Wide receiver Oronde Gadsden wasn’t exactly a household name when he came into the NFL in 1995. An undrafted free agent out of Winston-Salem State (one of 15 NFL players to come from that school, with the most notable alum being former Chargers, Steelers, and Titans receiver Yancey Thigpen), Gadsden managed to catch 227 passes on 407 career targets from 1998 through 2003 for 3,252 yards and 22 touchdowns. He also caught Dan Marino’s final touchdown pass, albeit in a 62-7 Divisional Round demolition at the hands of the Jacksonville Jaguars.
But the elder Gadsden had to go through three years of purgatory before he got his chance — before that, there were unsuccessful stints with the Dallas Cowboys, the Steelers, and the Frankfurt Galaxy of the World League of American Football before a 93-catch season with the Arena League’s Portland Forest Dragons (no, really) in 1998 got the Dolphins’ attention.
Gadsden’s son, Oronde II, went similarly under the radar, though he went to a bigger school (Syracuse), and he didn’t have to run through alternate leagues, playing for teams with Led Zeppelin lyric names. Gadsden II was the ninth tight end selected in the 2025 draft, and he had to wait until the 167th pick in the fifth round before the Los Angeles Chargers handed in the card with his name on it.

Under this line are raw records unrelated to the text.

PR #4658, opened 2026-07-17
fix: scope the cross-thread lexical store to a spawn lineage (ADR-0010)

tokuhirom:
Implements [ADR-0010](docs/adr/0010-cross-thread-lexical-sharing-scope.md).
Removes the mzef fetch blocker root-caused in #4652; follows #4650 / #4653 / #4655.

## The defect

`shared_vars` was one `Arc<RwLock<HashMap<String, Value>>>` handed to every
`clone_for_thread`, keyed by **bare name**. So there was exactly one `uri` key,
one `depends` key, for the whole process — two unrelated lexicals sharing a name
were the same entry.

zef's `Zef::Client.!fetch` hypers over candidates; each worker declares `my $uri`
and runs a nested `start`, and *that* inner spawn migrates the worker's lexicals
into the one global map a second time. N workers raced on the one key:

```
[Test::Async]     Fetching https://360.zef.pm/J/SO/JSON_OPTIN/… with plugin: …wget
[JSON::Unmarshal] Fetching https://360.zef.pm/J/SO/JSON_OPTIN/… with plugin: …wget
[META6]           Fetching https://360.zef.pm/J/SO/JSON_OPTIN/… with plugin: …wget
```

`thread_redeclared_vars` could never fix this: each batch thread has its own
`Interpreter` and its own mask, but they all shared the one map.

## The decision

Each spawned thread gets a store **chained to its parent's** (`SharedStore`):
read resolves own-then-ancestors; write resolves to the nearest ancestor holding
the name (so a child's write to the parent's `$counter` still reaches the
parent); a declaration binds into the current lineage. Siblings have no path to
each other — the fix — while a `start` nested inside a worker chains to it and
still sees its `$uri`.

Alternatives (more masking; cells-instead-of-names; copy-in/copy-out at join) are
weighed in the ADR. Cells are the *correct* end state and explicitly not rejected
— just gated on a capture analysis mutsu doesn't have yet (ADR-0001).

## What landing it taught us

`__mutsu_*` keys are **not lexicals**. The atomic element stores and the `state`
cells are explicitly process-wide: all four threads of `my atomicint $x; …start {
$x⚛++ }` must hit one counter. Lineage-scoping them silently loses updates —
exactly how `t/concurrent-state-var.t`, `t/module-state-sub-shared-cell.t` and
`t/state-aggregate-shared-cell.t` failed on the first attempt. They now resolve
at the root lineage; only user lexical names are scoped.

## The mask is mostly gone — honestly, not entirely

The ADR said removing `thread_redeclared_vars` is the proof the decision landed.
Two of its four uses are gone, and the decision is what removed them: the
`set_shared_var_sym` **write** gate and the `GetLocal` **read** gate — the
asymmetric pair that *was* #4650 — plus the sync dirty-key filter.
`t/shared-var-nil-redeclared-mask.t` passes with both gates removed.

One use remains: `clone_for_thread` still consults it for `declare` vs
`seed_if_absent`. That is **seed freshness** (a parent that re-declared `my $x`
since its last spawn would otherwise hand the child a stale value), a different
concern from a write leaking to the wrong lineage. Retiring it needs declaration
to push into the store eagerly; out of scope. Recorded in the ADR rather than
claimed as clean.

## Result

`zef install Test::META` **gets past fetch** — all 16 candidates now download
their own archive, every `Fetching [FAIL]` gone. It stops at an unrelated
`Zef::Extract` matcher blocker (new frontier, documented in
`docs/mzef-install-pipeline.md`).

## Testing

- `t/shared-store-lineage-scope.t` — new pin: sibling hyper workers, the
  callee-invoked closure variant, child→parent writeback, a `start` nested inside
  a spawned thread, atomics staying process-wide. **Passes under real `raku`.**
- The 149 thread/shared/atomic/promise/lock/supply/state `t/` files — the ADR
  names these the specification for what must not break. All pass.
- `make test`: 1785 files / 17461 tests, all pass.
- Full roast + gc-stress + jit-stress via CI.

### DIFF
--- a/PLAN.md
+++ b/PLAN.md
@@ -183,13 +183,22 @@ Current state (details in news/2026-06.md and news/2026-07.md): ✅ CLI load + c
 - [ ] Known small difference: coercion of CLI numeric strings to `Int $n` is more eager than raku
       (`7` matches `MAIN(Int $n,…)`; raku falls back to slurpy). In practice the mutsu behavior is
       more intuitive.
-- [ ] **network fetch**: fetching from the fez ecosystem (`https://360.zef.pm/`). Robust async TLS is
-      a prerequisite.
-- [ ] **Real install + build/test execution**, an `mzef` binary shim + vendoring of zef itself +
-      dependencies + config (debian's zef lacks `resources/bin/zef`; a known-good vendoring is needed).
+- [x] **network fetch** — done. **No native TLS was needed**: zef shells out to the system
+      `curl`/`wget` and mutsu drives that via `Proc::Async`, so the old "robust async TLS is the
+      biggest prerequisite" assumption was simply wrong. Concurrent multi-candidate fetch works as of
+      #4658 (ADR-0010).
+- [x] **Real install** — done for a dependency-free dist: a real fez dist downloads, extracts,
+      installs into the site repo and is then `use`-able (#4655). Verify with a **non-bundled** dist
+      (`JSON::OptIn`); `use JSON::Fast` succeeds without any install because mutsu bundles it.
+- [ ] **A dist WITH dependencies** — the remaining gap. Resolution (#4650) and fetch (#4658) are done;
+      `zef install Test::META` now dies in **extract**. See `docs/mzef-install-pipeline.md`
+      ("Current frontier") for the lead and the next steps.
+- [ ] **build/test execution**, an `mzef` binary shim + vendoring of zef itself + dependencies +
+      config (debian's zef lacks `resources/bin/zef`; a known-good vendoring is needed). The test
+      phase (6) has not been exercised yet — runs have used `--/test`.
 
-Split: **"keep running the real Zef as a test target" has high immediate value — continue it**. For
-real installs as the bundled installer, network fetch (TLS) is the biggest prerequisite work.
+**`docs/mzef-install-pipeline.md` is the live tracker** — phase table, what each fix unblocked, and
+the current frontier with its next steps. Read it before picking up mzef work.
 
 ### B3. Distribution and tooling
 
--- a/docs/adr/0010-cross-thread-lexical-sharing-scope.md
+++ b/docs/adr/0010-cross-thread-lexical-sharing-scope.md
@@ -72,19 +72,33 @@ struct SharedStore {
   write there, so a child's mutation of the parent's `$counter` reaches the
   parent (the property `t/cross-thread-shared-var-writeback-coherence.t` and
   friends pin). If no ancestor has it, the name is this lineage's own.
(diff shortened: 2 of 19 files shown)


tokuhirom:
## ⚠️ Red — real regression, converted to draft

`roast/integration/advent2013-day14.t` (whitelisted) fails on this branch and is
**not flaky**: all three of `test`/`gc-stress`/`jit-stress` fail on it, and it
reproduces deterministically in a local debug build.

```
$ MUTSU_FUDGE=1 ./target/debug/mutsu roast/integration/advent2013-day14.t
ok 1..6
Runtime error: Test failures
# You planned 10 test, but ran 6
```

Verified against `main` properly (by checking `main` out — an earlier `git stash`
check was meaningless here, since the changes are *committed* on the branch):
**main passes 10/10**, this branch aborts after test 6. So it is this PR's
regression, not pre-existing.

### What is narrowed down

- The abort is in the file's **Channels** section (test 7+). Extracted standalone
  it runs 0 of 4 — so it dies before the first `is`, not on an assertion.
- The failure is **silent**: no exception surfaces even with the
  `read_worker`/`parse_worker` `CATCH` handlers removed.
- **Not** the read gate: restoring `thread_redeclared_vars` on the `GetLocal`
  read path does not fix it.
- **Not** the obvious same-name hypothesis: `read_worker($dest)` and
  `parse_worker($dest)` both take a parameter named `$dest` and both spawn a
  `start` capturing it, so both seed `dest` into the same (root) lineage and the
  second `seed_if_absent` skips. But an isolated repro of exactly that shape
  passes and matches raku — so that is not it, or not it alone.

Repro kept at `tmp/adr0010-regression-repro.raku` (the extracted Channels
section, gitignored).

### Where to look next

The section builds a Channel pipeline: `read_worker(@files, $read)` →
`parse_worker($read, $parsed)` → `await config_combiner($parsed)`, each a `start`
block, plus a grammar parse. Prime suspects, in order:

1. **`Channel` / `Supply` internals keyed into the store.** ADR-0010 routes
   `__mutsu_*` keys to the root lineage and user names to the lineage — anything
   channel-related keyed by a *user* name (or by an internal name that is not
   `__mutsu_`-prefixed) would now resolve per-lineage where it used to be global.
   Grep the channel/supply paths for store keys that are neither.
2. **`config_combiner`'s `await`** — a Promise/Channel handed between two
   sibling `start` lineages.
3. The `is_internal_key` prefix rule itself: is every process-wide key actually
   `__mutsu_`-prefixed? That assumption is what the three `state` tests already
   caught once.

The lesson this cost: **`make test` (t/ only) passing is not evidence for a
concurrency-store change** — a roast subset (`roast/integration/*`, `S17-*`) had
to be run locally before pushing, exactly as `CLAUDE.md` warns.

Gadsden had been the most productive tight end in Syracuse history, and his background as a former wide receiver set the 6’5, 236-pounder up pretty well in Jim Harbaugh’s and Greg Roman’s passing game. The debits that took him to the fifth round were more about in-line blocking, his height and weight, and whether he’d be able to deal with next-level defenders in traffic.
Little did anybody know…
Gadsden didn’t have any offensive snaps in the Chargers’ first two regular-season games, but when he got opportunities, he certainly made the most of them. Over the Chargers’ last three games, concluding with the team’s 37-10 blowout of the Minnesota Vikings last Thursday night, Gadsden has 19 catches for 309 yards and two touchdowns. That yardage total makes Gadsden the third tight end since at least 1970 to gain more than 300 in a three-game stretch, along with Kyle Pitts of the Atlanta Falcons, and Brock Bowers of the Las Vegas Raiders.
As Pitts was the fourth overall pick in the 2021 draft, and Bowers was the 13th overall pick in the 2023 draft, to have a 167th overall pick playing at this altitude is quite something.

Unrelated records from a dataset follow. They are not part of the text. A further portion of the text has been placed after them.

PR #4755, opened 2026-07-18
fix: sequence operator (...) is looser than comma in argument lists

tokuhirom:
## Summary

The sequence operators `...`/`…`/`...^`/`…^` have **"list infix" precedence, which is looser than comma**. So in an argument list `a, b ... limit`, the whole comma list `a, b` is the sequence's seed and the entire list collapses into **one** sequence argument — exactly like `(a, b ... limit)` in parentheses:

```raku
sub g($a, $b) { }
g(1, 3 ... 11);          # ONE argument (a Seq) → "too few positionals", not two args
@a.prepend: 1, 3 ... 11; # prepends 1 3 5 7 9 11 (seed is 1,3), not 1 3
```

mutsu split the comma level first and parsed each argument individually, so `f(1, 3 ... 11)` became `f(1, (3 ... 11))` (seed `3`, wrong step) and `@a.prepend: 1, 3 ... 11` dropped the endpoint entirely. The parenthesized-list parser already handled this via `try_parse_sequence_in_paren`; the call/listop paths did not.

## Fix

Add `try_parse_sequence_arg_list` (a terminator-agnostic sibling of the paren helper: it collects the comma seeds, then absorbs the sequence operator, its endpoint, and any extra endpoints), and wire it into **every** argument-list parser that lacked it:

- parenthesized calls — `parse_call_arg_list`
- no-paren user subs & builtin listops (`say`, `join`, …) — `identifier_call`
- expression listops & the no-paren invocant path — `listop`
- positional call args — `args`
- IO statements `say`/`print`/`put`/`note` — `io_stmts`
- the method colon-arg form `.m: a, b ... limit` — `postfix/loop_`

Ordinary comma lists (no top-level sequence operator) return `None` from the helper and are completely untouched.

Verified against reference `raku` across paren/no-paren/method/colon/chained-waypoint/exclusive-endpoint forms, and that plain comma lists, ranges, and string arg lists are unaffected. `make test` passes.

## Provenance

Found by the QA doc-diff harness (PLAN.md §8.1) as its **first root-cause cluster** — several Array/Int doc examples (`prepend`/`unshift`/`polymod` with a `a, b ... limit` argument) diverged from raku for this one reason.

Pin: `t/sequence-op-in-call-args.t`.

Note: `600.polymod(lazy gather {…})` is a *separate* bug (polymod not expanding a lazy Seq argument — a method-impl issue, not this parser fix) and is left for a follow-up.

### DIFF
--- a/src/parser/expr/postfix/loop_.rs
+++ b/src/parser/expr/postfix/loop_.rs
@@ -936,6 +936,29 @@ fn postfix_expr_loop(mut rest: &str, mut expr: Expr, allow_ws_dot: bool) -> PRes
                     r.starts_with(' ') || r.starts_with('\t') || r.starts_with('\n');
                 let (r2, _) = ws(r)?;
                 if r2.starts_with(':') && !r2.starts_with("::") {
+                    // A sequence operator (`...`/`…`) is looser than comma, so a
+                    // colon-arg list `.m: a, b ... limit` is ONE sequence argument
+                    // (seed `a, b`). Absorb the whole comma level, matching the
+                    // parenthesized-list parser. (Only for the no-space colon-arg
+                    // form; a space before `:` is an adverb colon-pair.)
+                    if !has_space_before_colon {
+                        let after_colon = &r2[1..];
+                        let (after_colon, _) = ws(after_colon)?;
+                        if let Some(result) =
+                            crate::parser::primary::try_parse_sequence_arg_list(after_colon)
+                        {
+                            let (r_seq, seq) = result?;
+                            expr = Expr::MethodCall {
+                                target: Box::new(expr),
+                                name,
+                                args: vec![seq],
+                                modifier,
+                                quoted: false,
+                            };
+                            rest = r_seq;
+                            continue;
+                        }
+                    }
                     // If there was space before ':', treat as adverb (colon-pair)
                     let (r3, first_arg) = if has_space_before_colon {
                         colonpair_expr(r2)?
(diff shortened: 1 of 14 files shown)


tokuhirom:
## CI regression diagnosis (blocked on a separate lazy-flat gap)

CI's full `make roast` surfaced one whitelisted-test regression: `roast/S02-types/lazy-lists.t` test 27 — `flat [2,3,4], 10,11 ... *`.

This parse change is **correct** (verified against raku): the sequence operator is looser than comma, so `flat [2,3,4], 10,11 ... *` is `flat( ([2,3,4], 10, 11) ... * )` — one infinite-Seq argument whose first element is the plain array `[2,3,4]`. raku's `flat` then lazily flattens it → `(2 3 4 10 11)`.

The regression is **orthogonal to this parse fix**: mutsu's `flat` does not deep-flatten an **infinite** lazy list's nested arrays.
- `flat [2,3,4], 10,11 ... 15` (finite endpoint) → correct `[2,3,4,10,11,12,13,14,15]` (the Seq is materialized, `flat_val` flattens it).
- `flat [2,3,4], 10,11 ... *` (infinite) → mutsu keeps `[2,3,4]` nested: `([2 3 4] 10 11 12 13)`. `flat_val` (`src/builtins/functions/flat.rs`) pushes a genuinely-lazy list through opaquely (line ~104) instead of returning a lazily-flattened list.

The old (incorrect) parse masked this by making `[2,3,4]` a *separate* `flat` argument, which the eager multi-arg path flattened directly.

**Prerequisite:** implement lazy `flat` (a flattening lazy pipe over the input list) so `flat` of an infinite lazy list flattens each element as it is pulled. That is a real feature, not a parse concern — this PR is parked until it lands (or the scope is reconsidered).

Moreover, Gadsden is doing all of this from multiple deployments in the formation, and with multiple routes. He’s proven to be an all-in asset in that regard pretty quickly.
“He’s just super-talented,” Harbaugh concluded of his rookie after the Vikings blowout, in which Gadsden caught five passes on five targets for 77 yards and a touchdown. “The thing that strikes me the most is that he plays like he’s been playing in the NFL for two, three, four years. He seems like a four-year, five-year player to me. I’m sure that Mr. Gadsden and Mrs. Gadsden have poured that into him, and with his dad playing, you could probably connect the dots there that he’s been in the league his whole life. That’s how he plays. That’s how he approaches everything that he does in the meeting environment [and] the training environment.
“Even after he had a couple good games early, he kept saying, ‘I have to keep going, coach. I have to keep pushing.’ That’s been well-coached into him and well-parented into Oronde, and it bodes well for the Chargers.”
Quarterback Justin Herbert had no trouble agreeing with Harbaugh’s positive assessment.
“As soon as he got here for camp, we knew he was going to be pretty good,” Herbert said post-game. “He made a ton of plays, picked up the offense really quickly, and just found a way to get open. That’s what he did tonight, and we’re definitely going to get him the ball as much as we can, because good things happen when he gets it.”
The Chargers next play on November 2 against the Titans, who currently rank sixth in Defensive DVOA against tight ends. So, that could be a battle beyond what one might expect from Tennessee’s defense. But if there’s one thing Oronde Gadsden II has proven in his brief NFL career to date, it’s that he’s not to be dismissed or underrated under any circumstances.
Any defense that does so will come to regret it.